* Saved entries
PR #20871, opened 2025-01-16
fix: Add classpath elements to Surefire plugin

Ansku:
## Description

Maven doesn't use `.classpath` and as such isn't aware that it should use `flow-server` as a source directory. That leads to a whole lot of Project Errors in IntelliJ IDEA if `flow-client` module isn't ignored. This configuration change gets rid of those errors.

## Type of change

- [x] Bugfix
- [ ] Feature

## Checklist

### DIFF
--- a/flow-client/pom.xml
+++ b/flow-client/pom.xml
@@ -192,6 +192,9 @@
                     <excludes>
                         <exclude>**/Gwt*.java</exclude>
                     </excludes>
+                    <additionalClasspathElements>
+                        <additionalClasspathElement>${basedir}/../flow-server/src/main/java</additionalClasspathElement>
+                    </additionalClasspathElements>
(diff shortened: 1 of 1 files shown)


tepi:
I can't reproduce the original issue without this change (IDEA 2024.3 & latest macos). On the other hand this change does not seem to break anything for me either.

mcollovati:
I couldn't reproduce the problem either.
Honestly, I wonder how adding a source folder to the classpath elements, where compiled classes are supposed to be added, can fix project errors.
However, since the flow-client setup for 2.11 is a bit tricky and the change does not seem to break anything as @tepi said, if it solves the issues for @Ansku  I agree to merge.

mcollovati (approved):

PR #20877, opened 2025-01-18
Revert "fix: Store the exception and not an array with the exception for uncaught promise exceptions"

Artur-:
Reverts vaadin/flow#20840


Artur-:
This causes other issues

caalador (approved):

PR #20879, opened 2025-01-19
Revert "chore: Add convenience list and count without Filter"

Artur-:
Reverts vaadin/flow#20867

This causes problems with Hilla that does not support method overloading, as TS/JS does not support that

### DIFF
--- a/vaadin-spring/src/main/java/com/vaadin/flow/spring/data/CountService.java
+++ b/vaadin-spring/src/main/java/com/vaadin/flow/spring/data/CountService.java
@@ -16,6 +16,6 @@ public interface CountService {
      *            the filter, or {@code null} to use no filter
      * @return the number of items in the service that match the filter
      */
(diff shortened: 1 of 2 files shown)


vaadin-spring/src/main/java/com/vaadin/flow/spring/data/CountService.java
```diff
@@ -9,22 +9,13 @@
...
-
     /**
      * Counts the number of items that match the given filter.
      *
      * @param filter
      *            the filter, or {@code null} to use no filter
      * @return the number of items in the service that match the filter
      */
-    long count(@Nullable Filter filter);
+    public long count(@Nullable Filter filter);
```
mshabarov, line 19:
```suggestion
   long count(@Nullable Filter filter);
```

mshabarov (approved):

mshabarov (approved):

Issue #20896, opened 2025-01-23
Support Bun 1.2


tepi:
[Bun 1.2](https://bun.sh/blog/bun-v1.2) was released yesterday and at least the lockfile name and format have been changed. Flow needs a fix to support the new version.

PR #20900, opened 2025-01-23
fix: support bun 1.2 lock file

tepi:
Fixes https://github.com/vaadin/flow/issues/20896


mcollovati (approved):
Tested locally with bun 1.1.45 and 1.2.0, and it works correctly with both.

PR #20909, opened 2025-01-24
fix: build service worker without writing it to FS

vursen:
## Description

https://github.com/vaadin/flow/pull/20894 reintroduced https://github.com/vaadin/flow/issues/13123 where the service worker build would cause a server restart in dev mode. This PR fixes this issue again.

## Type of change

- [x] Bugfix

### DIFF
--- a/flow-server/src/main/resources/vite.generated.ts
+++ b/flow-server/src/main/resources/vite.generated.ts
@@ -106,7 +106,7 @@ function injectManifestToSWPlugin(): rollup.Plugin {
         const { manifestEntries } = await getManifest({
           globDirectory: buildOutputFolder,
           globPatterns: ['**/*'],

* Your instructions
In this exercise, give every record above again exactly.

* Your solution
PR #20871, opened 2025-01-16
fix: Add classpath elements to Surefire plugin

Ansku:
## Description

Maven doesn't use `.classpath` and as such isn't aware that it should use `flow-server` as a source directory. That leads to a whole lot of Project Errors in IntelliJ IDEA if `flow-client` module isn't ignored. This configuration change gets rid of those errors.

## Type of change

- [x] Bugfix
- [ ] Feature

## Checklist

### DIFF
--- a/flow-client/pom.xml
+++ b/flow-client/pom.xml
@@ -192,6 +192,9 @@
                     <excludes>
                         <exclude>**/Gwt*.java</exclude>
                     </excludes>
+                    <additionalClasspathElements>
+                        <additionalClasspathElement>${basedir}/../flow-server/src/main/java</additionalClasspathElement>
+                    </additionalClasspathElements>
(diff shortened: 1 of 1 files shown)


tepi:
I can't reproduce the original issue without this change (IDEA 2024.3 & latest macos). On the other hand this change does not seem to break anything for me either.

mcollovati:
I couldn't reproduce the problem either.
Honestly, I wonder how adding a source folder to the classpath elements, where compiled classes are supposed to be added, can fix project errors.
However, since the flow-client setup for 2.11 is a bit tricky and the change does not seem to break anything as @tepi said, if it solves the issues for @Ansku  I agree to merge.

mcollovati (approved):

PR #20877, opened 2025-01-18
Revert "fix: Store the exception and not an array with the exception for uncaught promise exceptions"

Artur-:
Reverts vaadin/flow#20840


Artur-:
This causes other issues

caalador (approved):

PR #20879, opened 2025-01-19
Revert "chore: Add convenience list and count without Filter"

Artur-:
Reverts vaadin/flow#20867

This causes problems with Hilla that does not support method overloading, as TS/JS does not support that

### DIFF
--- a/vaadin-spring/src/main/java/com/vaadin/flow/spring/data/CountService.java
+++ b/vaadin-spring/src/main/java/com/vaadin/flow/spring/data/CountService.java
@@ -16,6 +16,6 @@ public interface CountService {
      *            the filter, or {@code null} to use no filter
      * @return the number of items in the service that match the filter
      */
(diff shortened: 1 of 2 files shown)


vaadin-spring/src/main/java/com/vaadin/flow/spring/data/CountService.java
```diff
@@ -9,22 +9,13 @@
...
-
     /**
      * Counts the number of items that match the given filter.
      *
      * @param filter
      *            the filter, or {@code null} to use no filter
      * @return the number of items in the service that match the filter
      */
-    long count(@Nullable Filter filter);
+    public long count(@Nullable Filter filter);
```
mshabarov, line 19:
```suggestion
   long count(@Nullable Filter filter);
```

mshabarov (approved):

mshabarov (approved):

Issue #20896, opened 2025-01-23
Support Bun 1.2


tepi:
[Bun 1.2](https://bun.sh/blog/bun-v1.2) was released yesterday and at least the lockfile name and format have been changed. Flow needs a fix to support the new version.

PR #20900, opened 2025-01-23
fix: support bun 1.2 lock file

tepi:
Fixes https://github.com/vaadin/flow/issues/20896


mcollovati (approved):
Tested locally with bun 1.1.45 and 1.2.0, and it works correctly with both.

PR #20909, opened 2025-01-24
fix: build service worker without writing it to FS

vursen:
## Description

https://github.com/vaadin/flow/pull/20894 reintroduced https://github.com/vaadin/flow/issues/13123 where the service worker build would cause a server restart in dev mode. This PR fixes this issue again.

## Type of change

- [x] Bugfix

### DIFF
--- a/flow-server/src/main/resources/vite.generated.ts
+++ b/flow-server/src/main/resources/vite.generated.ts
@@ -106,7 +106,7 @@ function injectManifestToSWPlugin(): rollup.Plugin {
         const { manifestEntries } = await getManifest({
           globDirectory: buildOutputFolder,
           globPatterns: ['**/*'],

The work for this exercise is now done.